MrJohz commented on Why Nim?   undefined.pyfy.ch/why-nim... · Posted by u/TheWiggles
HiPhish · 8 days ago
I could never understand why people care this much about significant whitespace of all things. This seems like such a non-issue, it should be a minor annoyance at worst. Then again my favorite language is Lisp, so maybe I'm just too much beyond caring about syntax. The only annoying thing about significant whitespace is having to escape a new line sometimes.

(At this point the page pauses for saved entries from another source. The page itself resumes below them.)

PR #1025, opened 2016-04-15
Harvest internal package deps

ericstj:
These are no longer needed with the latest buildtools.  They'll be
harvested just like other dependencies. /cc @roncain @StephenBonikowsky


roncain:
LGTM. 
We should probably try to coordinate this merge with the matching one in CoreFx https://github.com/dotnet/corefx/pull/7772 so we are both using the same build tools version when it TFS builds.

 @StephenBonikowsky -- any concerns or does this affect the current sync work you are doing with CoreFx scripts?

ericstj:
Shouldn't impact sync scenario.  LMK if it does.

PR #1026, opened 2016-04-15
Apply [ConditionalFact] to some tests

roncain:
This PR creates some new conditional evaluators that can be used by [ConditionalFact] and applies them to the tests that currently need them.

### DIFF
--- a/src/System.Private.ServiceModel/tests/Common/Infrastructure/src/ConditionalWcfTest.cs
+++ b/src/System.Private.ServiceModel/tests/Common/Infrastructure/src/ConditionalWcfTest.cs
@@ -2,6 +2,10 @@
 // Licensed under the MIT license. See LICENSE file in the project root for full license information.
 
 using System;
+using System.Collections.Generic;
+using System.Linq;
+using System.Runtime.InteropServices;
+
 namespace Infrastructure.Common
 {
     // ConditionalWcfTest is expected to be the base class of any test
@@ -10,42 +14,152 @@ namespace Infrastructure.Common
     // refer to members within their test class or its base classes.
     public class ConditionalWcfTest
     {
-        private static bool IsConditionalTestEnabled(string testCategoryName)
+        private static Dictionary<string, bool> _evaluatedConditions = new Dictionary<string, bool>(StringComparer.OrdinalIgnoreCase);
+        private static object _evaluationLock = new object();
+
+        // Returns 'true' or 'false' for the given condition name.
+        // There are several levels of precedence to evaluate the condition.
+        // The value is cached after being evaluated the first time.
+        // Precedence order for evaluation is:
+        //  1. Environment variable, if set and is 'true' or 'false'.
+        //  2. TestProperties, if set and is 'true' or 'false'
+        //  3. detection func, if specified
+        //  4. If none of the above, 'false'
+        private static bool GetConditionValue(string conditionName, Func<bool> detectFunc = null)
         {
-            string propertyValue = TestProperties.GetProperty(testCategoryName);
-            bool isEnabled;
-            if (!String.IsNullOrEmpty(propertyValue) && bool.TryParse(propertyValue, out isEnabled))
+            // Lock to evaluate once only
+            lock (_evaluationLock)
             {
-                return isEnabled;
+                bool result = false;
+                if (_evaluatedConditions.TryGetValue(conditionName, out result))
+                {
+                    return result;
+                }
+
+                bool evaluatedResult = false;
+
+                // Highest precedence: environment variable if set and can be parsed
+                string value = Environment.GetEnvironmentVariable(conditionName);
+                bool parsedValue = false;
+                if (!String.IsNullOrWhiteSpace(value) && bool.TryParse(value, out parsedValue))
+                {
+                    result = parsedValue;
+                    evaluatedResult = true;
+                }
+
+                // Next precedence: TestProperties if present and can be parsed
+                else if (TestProperties.PropertyNames.Contains(conditionName))
+                {
+                    value = TestProperties.GetProperty(conditionName);
+                    if (!String.IsNullOrWhiteSpace(value) && bool.TryParse(value, out parsedValue))
+                    {
+                        result = parsedValue;
+                        evaluatedResult = true;
+                    }
+                }
+
+                // Next precedence: optional runtime detection func
+                if (!evaluatedResult && detectFunc != null)
+                {
+                    result = detectFunc();
+                    evaluatedResult = true;
+                }
+
+                // Final precedence: false is default
+                if (!evaluatedResult)
+                {
+                    result = false;
+                }
+
+                _evaluatedConditions[conditionName] = result;
+                return result;
+            }
+        }
+
+        private static bool Is_Server_Local()
+        {
+            // Temporary workaround to detect whether this test is using localhost
+            // for either new or old test infrastructure.
+            // Refactor this after integration to address https://github.com/dotnet/wcf/issues/1024 
+            // to use centralized helper method.
+            string host = null;
+            if (TestProperties.PropertyNames.Contains("ServiceUri"))
+            {
+                host = TestProperties.GetProperty("ServiceUri");
+            }
+            else if (TestProperties.PropertyNames.Contains("BridgeHost"))
+            {
+                host = TestProperties.GetProperty("BridgeHost");
             }
 
-            return false;
+            if (String.IsNullOrWhiteSpace(host))
+            {
+                return false;
+            }
+
+            int index = host.IndexOf("localhost", 0, StringComparison.OrdinalIgnoreCase);
+            return index >= 0;
+        }
+        
+        private static bool Is_Windows()
+        {
+            return RuntimeInformation.IsOSPlatform(OSPlatform.Windows);
         }
 
         public static bool Domain_Joined()
         {
-            return IsConditionalTestEnabled(TestProperties.Domain_Joined_PropertyName);
+            // Temporarily use the simple heuristic that if we are running the services locally, it is.
+            // Refactor this after integration to address https://github.com/dotnet/wcf/issues/1024 
+            return GetConditionValue(nameof(Domain_Joined),
+                                     Is_Server_Local);
         }
 
         public static bool Root_Certificate_Installed()
         {
-            return IsConditionalTestEnabled(TestProperties.Root_Certificate_Installed_PropertyName);
+            // Temporarily use the simple heuristic that if we are running the services locally, it is.
+            // Refactor this to test only when solving https://github.com/dotnet/wcf/issues/1024 
+            return GetConditionValue(nameof(Root_Certificate_Installed),
+                                     Is_Server_Local);
         }
 
         public static bool Client_Certificate_Installed()
         {
-            return IsConditionalTestEnabled(TestProperties.Client_Certificate_Installed_PropertyName);
+            // Temporarily use the simple heuristic that if we are running the services locally, it is.
+            // Refactor this to test only when solving https://github.com/dotnet/wcf/issues/1024 
+            return GetConditionValue(nameof(Client_Certificate_Installed),
+                                     Is_Server_Local);
         }
 
         public static bool SPN_Available()
         {
-            return IsConditionalTestEnabled(TestProperties.SPN_Available_PropertyName);
+            // Temporarily use the simple heuristic that if we are running the services locally, it is.
+            // Refactor this after integration to address https://github.com/dotnet/wcf/issues/1024 
+            return GetConditionValue(nameof(SPN_Available),
+                                     Is_Server_Local);
         }
 
         public static bool Kerberos_Available()
         {
-            return IsConditionalTestEnabled(TestProperties.Kerberos_Available_PropertyName);
+            // Temporarily use the simple heuristic that if we are running the services locally, it is.
+            // Refactor this after integration to address https://github.com/dotnet/wcf/issues/1024 
+            return GetConditionValue(nameof(Kerberos_Available),
+                                     Is_Server_Local);
         }
 
+        public static bool Windows_Authentication_Available()
+        {
+            // Temporarily use the simple heuristic that if we are running the services locally, it is.
+            // Refactor this after integration to address https://github.com/dotnet/wcf/issues/1024 
+            return GetConditionValue(nameof(Windows_Authentication_Available),
+                                     Is_Server_Local);
+        }
+
+        public static bool NTLM_Available()
+        {
+            // Temporarily use the simple heuristic that if we are running the services locally, it is.
+            // Refactor this after integration to address https://github.com/dotnet/wcf/issues/1024 
+            return GetConditionValue(nameof(NTLM_Available),
+                                     Is_Server_Local);
+        }
     }
 }
--- a/src/System.Private.ServiceModel/tests/Common/Infrastructure/src/testproperties.props
+++ b/src/System.Private.ServiceModel/tests/Common/Infrastructure/src/testproperties.props
@@ -86,24 +86,37 @@
       <NegotiateTestUpn>testuser@DOMAIN.CONTOSO.COM</NegotiateTestUpn>
     </PropertyGroup>
 
+    <!-- Convention for TestProperties values to use by [ConditionalFact]:
+      'true' = yes, the condition is satisfied
+      'false' = no, the condition is not satisfied
+      empty string = self-detect at runtime if possible, else assume 'false'
+    -->
     <PropertyGroup Condition="'$(Domain_Joined)' == ''">
-      <Domain_Joined>false</Domain_Joined>
+      <Domain_Joined></Domain_Joined>
     </PropertyGroup>
   
     <PropertyGroup Condition="'$(Root_Certificate_Installed)' == ''">
-      <Root_Certificate_Installed>false</Root_Certificate_Installed>
+      <Root_Certificate_Installed></Root_Certificate_Installed>
     </PropertyGroup>
 
     <PropertyGroup Condition="'$(Client_Certificate_Installed)' == ''">
-      <Client_Certificate_Installed>false</Client_Certificate_Installed>
+      <Client_Certificate_Installed></Client_Certificate_Installed>
     </PropertyGroup>
   
     <PropertyGroup Condition="'$(SPN_Available)' == ''">
-      <SPN_Available>false</SPN_Available>
+      <SPN_Available></SPN_Available>
     </PropertyGroup>
 
     <PropertyGroup Condition="'$(Kerberos_Available)' == ''">
-      <Kerberos_Available>false</Kerberos_Available>
+      <Kerberos_Available></Kerberos_Available>
+    </PropertyGroup>
+    
+     <PropertyGroup Condition="'$(NTLM_Available)' == ''">
+      <NTLM_Available></NTLM_Available>
+    </PropertyGroup>
+
+    <PropertyGroup Condition="'$(Windows_Authentication_Available)' == ''">
+      <Windows_Authentication_Available></Windows_Authentication_Available>
     </PropertyGroup>
   
   <!--
--- a/src/System.Private.ServiceModel/tests/Common/Infrastructure/src/testproperties.targets
+++ b/src/System.Private.ServiceModel/tests/Common/Infrastructure/src/testproperties.targets
@@ -43,6 +43,8 @@ namespace Infrastructure.Common
         public static readonly string Client_Certificate_Installed_PropertyName = "Client_Certificate_Installed"%3B
         public static readonly string SPN_Available_PropertyName = "SPN_Available"%3B
         public static readonly string Kerberos_Available_PropertyName = "Kerberos_Available"%3B
+        public static readonly string Windows_Authentication_Available_PropertyName = "Windows_Authentication_Available"%3B
+        public static readonly string NTLM_Available_PropertyName = "NTLM_Available"%3B
                 
         static partial void Initialize(Dictionary<string, string> properties)
         {
@@ -71,6 +73,8 @@ namespace Infrastructure.Common
             properties["Client_Certificate_Installed"] = "$(Client_Certificate_Installed)"%3B
             properties["SPN_Available"] = "$(SPN_Available)"%3B
             properties["Kerberos_Available"] = "$(Kerberos_Available)"%3B
+            properties["Windows_Authentication_Available"] = "$(Windows_Authentication_Available)"%3B
+            properties["NTLM_Available"] = "$(NTLM_Available)"%3B
         }
     }
 }
--- a/src/System.Private.ServiceModel/tests/Common/Infrastructure/src/TestProperties.cs
+++ b/src/System.Private.ServiceModel/tests/Common/Infrastructure/src/TestProperties.cs
@@ -16,7 +16,7 @@ namespace Infrastructure.Common
         // partial method in generated code.
         private static Lazy<Dictionary<String, String>> _properties = new Lazy<Dictionary<String, String>>(() =>
         {
-            Dictionary<String, String> properties = new Dictionary<String, String>();
+            Dictionary<String, String> properties = new Dictionary<String, String>(StringComparer.OrdinalIgnoreCase);
             Initialize(properties);
             return properties;
         });
--- a/src/System.Private.ServiceModel/tests/Scenarios/Binding/Custom/Binding.Custom.Tests.csproj
+++ b/src/System.Private.ServiceModel/tests/Scenarios/Binding/Custom/Binding.Custom.Tests.csproj
@@ -32,6 +32,10 @@
       <CopyToOutputDirectory>PreserveNewest</CopyToOutputDirectory>
       <Targets>Build;DebugSymbolsProjectOutputGroup</Targets>
     </ProjectReference>
+    <ProjectReference Include="$(WcfInfrastructureCommonProj)">
+      <Project>{AFD69665-89A3-42AE-A32E-AB2CBBE6EE7E}</Project>
+      <Name>Infrastructure.Common</Name>
+    </ProjectReference>
     <ProjectReference Include='$(WcfScenarioTestCommonProj)'>
       <Project>{9098B41C-9C2E-4FC6-B7D8-FC3411736A22}</Project>
       <Name>ScenarioTests.Common</Name>
--- a/src/System.Private.ServiceModel/tests/Scenarios/Binding/Custom/CustomBindingTests.cs
+++ b/src/System.Private.ServiceModel/tests/Scenarios/Binding/Custom/CustomBindingTests.cs
@@ -8,11 +8,12 @@ using System.Text;
 using System.Threading;
 using System.Threading.Tasks;
 using Xunit;
+using Infrastructure.Common;
 
-public static class CustomBindingTests
+public class CustomBindingTests : ConditionalWcfTest
 {
     // Client and Server bindings setup exactly the same using default settings.
-    [Fact]
+    [ConditionalFact(nameof(Root_Certificate_Installed))]
     [OuterLoop]
     public static void DefaultSettings_Https_Text_Echo_RoundTrips_String()
     {
--- a/src/System.Private.ServiceModel/tests/Scenarios/Client/ClientBase/Client.ClientBase.Tests.csproj
+++ b/src/System.Private.ServiceModel/tests/Scenarios/Client/ClientBase/Client.ClientBase.Tests.csproj
@@ -29,6 +29,10 @@
       <CopyToOutputDirectory>PreserveNewest</CopyToOutputDirectory>
       <Targets>Build;DebugSymbolsProjectOutputGroup</Targets>
     </ProjectReference>
+    <ProjectReference Include="$(WcfInfrastructureCommonProj)">
+      <Project>{AFD69665-89A3-42AE-A32E-AB2CBBE6EE7E}</Project>
+      <Name>Infrastructure.Common</Name>
+    </ProjectReference>
     <ProjectReference Include='$(WcfScenarioTestCommonProj)'>
       <Project>{9098B41C-9C2E-4FC6-B7D8-FC3411736A22}</Project>
       <Name>ScenarioTests.Common</Name>
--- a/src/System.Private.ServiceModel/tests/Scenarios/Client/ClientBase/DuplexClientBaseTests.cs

But significant whitespace has always made sense to me. You are going to indent your code anyway, so you might as well give the indentation some meaning. I write Python, JavaScript and Lua most of the time, and I never waste any thought on whitespace VS braces VS keyword delimiters.

MrJohz · 7 days ago
The biggest advantage if you can avoid significant whitespace is that it's usually a lot easier to manipulate text if you don't have to worry about the whitespace being correct. For example, when I'm copying and pasting Javascript code from somewhere else into a file, I don't need to worry about getting the indentation right, I just paste it into the right location, press format, and it does what I want. This is often nontrivial in Python, where both the source and the destination may have existing (invisible) whitespace. Worse, leading whitespace characters are often trimmed on copy or select, which often makes the resulting paste even more chaotic.

This is a minor inconvenience, and I still use Python regularly when it makes sense, but from a language design perspective, I think it's one of those decisions that makes your users' lives that slight bit harder with no real upside.